Stored items:
◇ ◇ ◇

PR #11004, opened 2024-01-17
chore: skip unwanted parts of init during mono event stream recovery

tinker-michaelj:
**Description**:
 - Reduces friction in running mono-service `EVENT_STREAM_RECOVERY` by not trying to create a GUI console or start Netty.

### DIFF
--- a/hedera-node/hedera-mono-service/src/main/java/com/hedera/node/app/service/mono/grpc/GrpcStarter.java
+++ b/hedera-node/hedera-mono-service/src/main/java/com/hedera/node/app/service/mono/grpc/GrpcStarter.java
@@ -16,9 +16,14 @@
 
 package com.hedera.node.app.service.mono.grpc;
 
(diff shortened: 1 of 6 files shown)


hedera-node/hedera-mono-service/src/main/java/com/hedera/node/app/service/mono/grpc/GrpcStarter.java
```diff
@@ -42,18 +48,24 @@ public class GrpcStarter {
...
         this.grpc = grpc;
         this.addressBook = addressBook;
         this.nodeLocalProperties = nodeLocalProperties;
     }
 
     public void startIfAppropriate() {
+        // Never any reason to start Netty during event stream recovery
+        if (initTrigger == EVENT_STREAM_RECOVERY) {
+            return;
+        }
```
mhess-swl, line 68: good idea 👍

mhess-swl (approved):
LGTM! Here's to making event recovery less painful 🥂

PR #10, opened 2020-03-02
Flat type structure

### LINKED ISSUE #8: Type naming and decorations
Currently, we are trying to represent types by value. For nested types, such as pointers/structures/arrays, we have a redirection using `Storage`s. We have two problems with this:
  - only the nested types get decorated/named (since they have separate structs)
  - the decision of whether, say a pointer class should be in `Type::Pointer { class, .. }` or in the `struct PointerDeclaraion` field, is arbitrary. If we move the pointer class and array length attributes to the respective `enum Type` variants, we basically end up with `Storage<Type>` for dependent types. And if we have `Storage<Type>`, we might as well store all types in it, not just the dependent ones.

One interesting idea that I thought worth considering is changing the representation a bit based on whether the name or decorations are present. I.e. these become the signs for the IR to make it a separate entry somewhere, which leads to a separate typedef when generating MSL and such.

kvark:
Fixes #8

### DIFF
--- a/src/back/msl.rs
+++ b/src/back/msl.rs
@@ -20,7 +20,10 @@ use std::{
     },
 };
 
-use crate::{FastHashMap, FastHashSet};
+use crate::{
+    storage::Token,
+    FastHashMap, FastHashSet
+};
 
 #[derive(Clone, Debug, PartialEq)]
 pub struct BindTarget {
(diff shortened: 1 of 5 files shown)


kvark:
TL;DR: it's a bit more verbose, but much more elegant/uniform. Also, properly supports names of constants and types. I think it's the only way to go.

PR #11, opened 2020-03-05
Fix newline handling

msiglreith:
Support also non-LF variants


kvark:
I'm stopping pushing here and moving to the PR workflow :)

PR #12, opened 2020-03-05
Require hex prefix

msiglreith:
Includes stuff from https://github.com/gfx-rs/naga/pull/11

Still not happy with that as handling of int/floats still clashes with hex values ):
0xF will be interpreted as [float]xF and stuck, not sure how to encode this information in pest


kvark:
@msiglreith thank you for the PR!
For some reason, I'm not getting a notification anywhere, and I didn't see this. Trying to figure out what's not configured correctly. In the meantime I pushed ee7882723a8b499e615bbb03387ad07d08b15d00 that addresses this. Sorry!
Also, let's talk on "#naga:matrix.org" :)

PR #16, opened 2020-03-10
[wgsl] rewrite with our own parser

### LINKED ISSUE #14: Going lower with WGSL parsing
Do we really need a parser? Especially one with compile-time code generation from an external grammar, like Pest (that we are currently using for WGSL). Technically, all we care about is working with tokens. And we also need recursive-descent parsing.

Since we are trying to gracefully handle errors, we could get the recursive descent by just trying to parse things that make sense in a context.

Problems:
  - semantics of the language separated between the Pest file and the code. We are still matching over rules, we still have to have a catch-all case, even if `unreachable!`. We might as well do it on tokens then.
  - the Pest file has different grammar from the upstream spec, and it's an extra thing to maintain
  - extra dependency, slower compiles

After speaking with @jrmuizel, I'm thinking that we could just write a simple tokenizer. Possibly using the perfect hash tables of [phf](https://github.com/sfackler/rust-phf).

kvark:
Fixes #14

Goods of this PR:
-  less dependencies (less risk, better compile times, easier to understand etc)
-  less heap allocations (everything is sub-slicing the input)
-  proper error handling instead of panics, better error messages


src/front/wgsl.rs
```diff
@@ -71,563 +201,743 @@ impl<'a> ExpressionContext<'a> {
 
     fn parse_binary(
```
jrmuizel: parse_binary_op is clearer

jrmuizel:
Mostly these seems fine and is probably better to get in sooner and iterate rather than worrying too much before landing.

kvark:
Thank you for the review, @jrmuizel !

◇ ◇ ◇

Brief: Output every record verbatim.

Response:
PR #11004, opened 2024-01-17
chore: skip unwanted parts of init during mono event stream recovery

tinker-michaelj:
**Description**:
 - Reduces friction in running mono-service `EVENT_STREAM_RECOVERY` by not trying to create a GUI console or start Netty.

### DIFF
--- a/hedera-node/hedera-mono-service/src/main/java/com/hedera/node/app/service/mono/grpc/GrpcStarter.java
+++ b/hedera-node/hedera-mono-service/src/main/java/com/hedera/node/app/service/mono/grpc/GrpcStarter.java
@@ -16,9 +16,14 @@
 
 package com.hedera.node.app.service.mono.grpc;
 
(diff shortened: 1 of 6 files shown)


hedera-node/hedera-mono-service/src/main/java/com/hedera/node/app/service/mono/grpc/GrpcStarter.java
```diff
@@ -42,18 +48,24 @@ public class GrpcStarter {
...
         this.grpc = grpc;
         this.addressBook = addressBook;
         this.nodeLocalProperties = nodeLocalProperties;
     }
 
     public void startIfAppropriate() {
+        // Never any reason to start Netty during event stream recovery
+        if (initTrigger == EVENT_STREAM_RECOVERY) {
+            return;
+        }
```
mhess-swl, line 68: good idea 👍

mhess-swl (approved):
LGTM! Here's to making event recovery less painful 🥂

PR #10, opened 2020-03-02
Flat type structure

### LINKED ISSUE #8: Type naming and decorations
Currently, we are trying to represent types by value. For nested types, such as pointers/structures/arrays, we have a redirection using `Storage`s. We have two problems with this:
  - only the nested types get decorated/named (since they have separate structs)
  - the decision of whether, say a pointer class should be in `Type::Pointer { class, .. }` or in the `struct PointerDeclaraion` field, is arbitrary. If we move the pointer class and array length attributes to the respective `enum Type` variants, we basically end up with `Storage<Type>` for dependent types. And if we have `Storage<Type>`, we might as well store all types in it, not just the dependent ones.

One interesting idea that I thought worth considering is changing the representation a bit based on whether the name or decorations are present. I.e. these become the signs for the IR to make it a separate entry somewhere, which leads to a separate typedef when generating MSL and such.

kvark:
Fixes #8

### DIFF
--- a/src/back/msl.rs
+++ b/src/back/msl.rs
@@ -20,7 +20,10 @@ use std::{
     },
 };
 
-use crate::{FastHashMap, FastHashSet};
+use crate::{
+    storage::Token,
+    FastHashMap, FastHashSet
+};
 
 #[derive(Clone, Debug, PartialEq)]
 pub struct BindTarget {
(diff shortened: 1 of 5 files shown)


kvark:
TL;DR: it's a bit more verbose, but much more elegant/uniform. Also, properly supports names of constants and types. I think it's the only way to go.

PR #11, opened 2020-03-05
Fix newline handling

msiglreith:
Support also non-LF variants


kvark:
I'm stopping pushing here and moving to the PR workflow :)

PR #12, opened 2020-03-05
Require hex prefix

msiglreith:
Includes stuff from https://github.com/gfx-rs/naga/pull/11

Still not happy with that as handling of int/floats still clashes with hex values ):
0xF will be interpreted as [float]xF and stuck, not sure how to encode this information in pest


kvark:
@msiglreith thank you for the PR!
For some reason, I'm not getting a notification anywhere, and I didn't see this. Trying to figure out what's not configured correctly. In the meantime I pushed ee7882723a8b499e615bbb03387ad07d08b15d00 that addresses this. Sorry!
Also, let's talk on "#naga:matrix.org" :)

PR #16, opened 2020-03-10
[wgsl] rewrite with our own parser

### LINKED ISSUE #14: Going lower with WGSL parsing
Do we really need a parser? Especially one with compile-time code generation from an external grammar, like Pest (that we are currently using for WGSL). Technically, all we care about is working with tokens. And we also need recursive-descent parsing.

Since we are trying to gracefully handle errors, we could get the recursive descent by just trying to parse things that make sense in a context.

Problems:
  - semantics of the language separated between the Pest file and the code. We are still matching over rules, we still have to have a catch-all case, even if `unreachable!`. We might as well do it on tokens then.
  - the Pest file has different grammar from the upstream spec, and it's an extra thing to maintain
  - extra dependency, slower compiles

After speaking with @jrmuizel, I'm thinking that we could just write a simple tokenizer. Possibly using the perfect hash tables of [phf](https://github.com/sfackler/rust-phf).

kvark:
Fixes #14

Goods of this PR:
-  less dependencies (less risk, better compile times, easier to understand etc)
-  less heap allocations (everything is sub-slicing the input)
-  proper error handling instead of panics, better error messages


src/front/wgsl.rs
```diff
@@ -71,563 +201,743 @@ impl<'a> ExpressionContext<'a> {
 
     fn parse_binary(
```
jrmuizel: parse_binary_op is clearer

jrmuizel:
Mostly these seems fine and is probably better to get in sooner and iterate rather than worrying too much before landing.

kvark:
Thank you for the review, @jrmuizel !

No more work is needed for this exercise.